--- DATA FOR THIS EXERCISE Enclosed Below ---
Issue #282, opened 2015-09-28
Implement ShouldEndWith() for IEnumerable


ceregador:
_ShouldEndWith(object element)_
Asserts that the collection ends with the specified element.

JakeGinnivan:
Linq is pretty powerful, I don't think we should try and replace it.

`enumerable.LastOrDefault().ShouldBe(element)` will be just as good.

SurajGupta:
ShouldEndWith is far more readable than the current solution.  Same comment as here: https://github.com/shouldly/shouldly/issues/280

ceregador:
`var collection = new[] {1, 3, 5};`
`collection.ShouldEndWith(3);`

_Example of an error message for ShouldEndWith():_
Expected collection to end with 3, but found 5.

Issue #281, opened 2015-09-28
Implement ShouldStartWith() for IEnumerable


ceregador:
_ShouldStartWith(object element)_
Asserts that the collection starts with the specified element.

JakeGinnivan:
Can be achieved via linq. `enumerable.FirstOrDefault().ShouldBe(element)`

SurajGupta:
ShouldStartWith is far more readable than the current solution.  Same comment as here: https://github.com/shouldly/shouldly/issues/280

ceregador:
`var collection = new[] {1, 3, 5};`
`collection.ShouldStartWith(3);`

_Example of an error message for ShouldStartWith():_
Expected collection to start with 3, but found 1.

bmpj13:
I can take a look at this, if you want @JakeGinnivan

brunomasantos:
Hi guys,

I wanted to start contributing to this project. Wondering if is this that i can try to pick up. I see its open a long time now.

Thanks guys

JosephWoodward:
@brunomasantos We already have an open [pull request](https://github.com/shouldly/shouldly/pull/417) surround this one.

brunomasantos:
Completely missed it, sorry 👍

JosephWoodward:
I'm going to close this one off as we've not had much interest it as a feature and agree with Jake that `enumerable.FirstOrDefault().ShouldBe(element)` is clearer.

PR #417, opened 2016-12-14
ShouldBeginWith & ShouldEndWith

bmpj13:
Here's my solution to implement the predicates proposed on #281 and #282. It uses Linq to access the first/last element of the enumerable.

### DIFF
--- a/src/Shouldly/ShouldlyExtensionMethods/ShouldBeEnumerableTestExtensions.cs
+++ b/src/Shouldly/ShouldlyExtensionMethods/ShouldBeEnumerableTestExtensions.cs
@@ -43,22 +43,20 @@ namespace Shouldly
                 throw new ShouldAssertException(new ExpectedActualShouldlyMessage(expected, actual, customMessage).ToString());
         }
 
-        public static void ShouldStartWith<T>(this IEnumerable<T> actual, T expected)
+        public static void ShouldBeginWith<T>(this IEnumerable<T> actual, T expected)
         {
-            ShouldStartWith(actual, expected, () => null);
+            ShouldBeginWith(actual, expected, () => null);
         }
 
-        public static void ShouldStartWith<T>(this IEnumerable<T> actual, T expected, string customMessage)
+        public static void ShouldBeginWith<T>(this IEnumerable<T> actual, T expected, string customMessage)
         {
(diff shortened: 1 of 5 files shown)


bmpj13:
Hey guys, here's my solution to ShouldBegin/EndWith. I haven't implemented it with tolerance yet, because I wanted to know what do you think of the solution right now.

Btw, I'm using Linq's First and Last, instead of the First/LastOrDefault, because if it goes to default, then it can lead do some mistakes. For example:
```
[Fact]
public void BeginShouldPass()
{
      int[] target = {};
      target.ShouldBeginWith(0);
}
```
Passes because FirstOrDefault defaults to 0. Using only First, it will throw InvalidOperationException	, stating that the enumerable is empty... I wanted to point it out to know what you guys think :smile:

JosephWoodward:
Sorry it's taken me so long to get around to this, it's been a busy few months! Out of interest, what was your reasoning to go with `ShouldBeginWith` vs `ShouldStartWith`?

src/Shouldly/ShouldlyExtensionMethods/ShouldBeEnumerableTestExtensions.cs
```diff
@@ -43,6 +43,38 @@ public static void ShouldNotContain<T>(this IEnumerable<T> actual, T expected, [
...
+        public static void ShouldBeginWith<T>(this IEnumerable<T> actual, T expected, string customMessage)
+        {
+            ShouldBeginWith(actual, expected, () => customMessage);
+        }
+
+        public static void ShouldBeginWith<T>(this IEnumerable<T> actual, T expected, [InstantHandle] Func<string> customMessage)
+        {
+            if (!actual.First().Equals(expected))
+                throw new ShouldAssertException(new ExpectedActualShouldlyMessage(expected, actual, customMessage).ToString());
+        }
```
hrai: .NET API uses `StartsWith` so perhaps we should follow the heuristics and rename the methods to `ShouldStartWith`

JosephWoodward:
I'm going to close this one off as we've not had much interest it as a feature and agree with Jake that `enumerable.FirstOrDefault().ShouldBe(element);` is clearer. Thanks for putting the pull request together.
--- End of Enclosed DATA FOR THIS EXERCISE ---
EXERCISE GOAL
All the data must be duplicated exactly, with nothing added or removed.

RESPONSE AREA
Issue #282, opened 2015-09-28
Implement ShouldEndWith() for IEnumerable


ceregador:
_ShouldEndWith(object element)_
Asserts that the collection ends with the specified element.

JakeGinnivan:
Linq is pretty powerful, I don't think we should try and replace it.

`enumerable.LastOrDefault().ShouldBe(element)` will be just as good.

SurajGupta:
ShouldEndWith is far more readable than the current solution.  Same comment as here: https://github.com/shouldly/shouldly/issues/280

ceregador:
`var collection = new[] {1, 3, 5};`
`collection.ShouldEndWith(3);`

_Example of an error message for ShouldEndWith():_
Expected collection to end with 3, but found 5.

Issue #281, opened 2015-09-28
Implement ShouldStartWith() for IEnumerable


ceregador:
_ShouldStartWith(object element)_
Asserts that the collection starts with the specified element.

JakeGinnivan:
Can be achieved via linq. `enumerable.FirstOrDefault().ShouldBe(element)`

SurajGupta:
ShouldStartWith is far more readable than the current solution.  Same comment as here: https://github.com/shouldly/shouldly/issues/280

ceregador:
`var collection = new[] {1, 3, 5};`
`collection.ShouldStartWith(3);`

_Example of an error message for ShouldStartWith():_
Expected collection to start with 3, but found 1.

bmpj13:
I can take a look at this, if you want @JakeGinnivan

brunomasantos:
Hi guys,

I wanted to start contributing to this project. Wondering if is this that i can try to pick up. I see its open a long time now.

Thanks guys

JosephWoodward:
@brunomasantos We already have an open [pull request](https://github.com/shouldly/shouldly/pull/417) surround this one.

brunomasantos:
Completely missed it, sorry 👍

JosephWoodward:
I'm going to close this one off as we've not had much interest it as a feature and agree with Jake that `enumerable.FirstOrDefault().ShouldBe(element)` is clearer.

PR #417, opened 2016-12-14
ShouldBeginWith & ShouldEndWith

bmpj13:
Here's my solution to implement the predicates proposed on #281 and #282. It uses Linq to access the first/last element of the enumerable.

### DIFF
--- a/src/Shouldly/ShouldlyExtensionMethods/ShouldBeEnumerableTestExtensions.cs
+++ b/src/Shouldly/ShouldlyExtensionMethods/ShouldBeEnumerableTestExtensions.cs
@@ -43,22 +43,20 @@ namespace Shouldly
                 throw new ShouldAssertException(new ExpectedActualShouldlyMessage(expected, actual, customMessage).ToString());
         }
 
-        public static void ShouldStartWith<T>(this IEnumerable<T> actual, T expected)
+        public static void ShouldBeginWith<T>(this IEnumerable<T> actual, T expected)
         {
-            ShouldStartWith(actual, expected, () => null);
+            ShouldBeginWith(actual, expected, () => null);
         }
 
-        public static void ShouldStartWith<T>(this IEnumerable<T> actual, T expected, string customMessage)
+        public static void ShouldBeginWith<T>(this IEnumerable<T> actual, T expected, string customMessage)
         {
(diff shortened: 1 of 5 files shown)


bmpj13:
Hey guys, here's my solution to ShouldBegin/EndWith. I haven't implemented it with tolerance yet, because I wanted to know what do you think of the solution right now.

Btw, I'm using Linq's First and Last, instead of the First/LastOrDefault, because if it goes to default, then it can lead do some mistakes. For example:
```
[Fact]
public void BeginShouldPass()
{
      int[] target = {};
      target.ShouldBeginWith(0);
}
```
Passes because FirstOrDefault defaults to 0. Using only First, it will throw InvalidOperationException	, stating that the enumerable is empty... I wanted to point it out to know what you guys think :smile:

JosephWoodward:
Sorry it's taken me so long to get around to this, it's been a busy few months! Out of interest, what was your reasoning to go with `ShouldBeginWith` vs `ShouldStartWith`?

src/Shouldly/ShouldlyExtensionMethods/ShouldBeEnumerableTestExtensions.cs
```diff
@@ -43,6 +43,38 @@ public static void ShouldNotContain<T>(this IEnumerable<T> actual, T expected, [
...
+        public static void ShouldBeginWith<T>(this IEnumerable<T> actual, T expected, string customMessage)
+        {
+            ShouldBeginWith(actual, expected, () => customMessage);
+        }
+
+        public static void ShouldBeginWith<T>(this IEnumerable<T> actual, T expected, [InstantHandle] Func<string> customMessage)
+        {
+            if (!actual.First().Equals(expected))
+                throw new ShouldAssertException(new ExpectedActualShouldlyMessage(expected, actual, customMessage).ToString());
+        }
```
hrai: .NET API uses `StartsWith` so perhaps we should follow the heuristics and rename the methods to `ShouldStartWith`

JosephWoodward:
I'm going to close this one off as we've not had much interest it as a feature and agree with Jake that `enumerable.FirstOrDefault().ShouldBe(element);` is clearer. Thanks for putting the pull request together.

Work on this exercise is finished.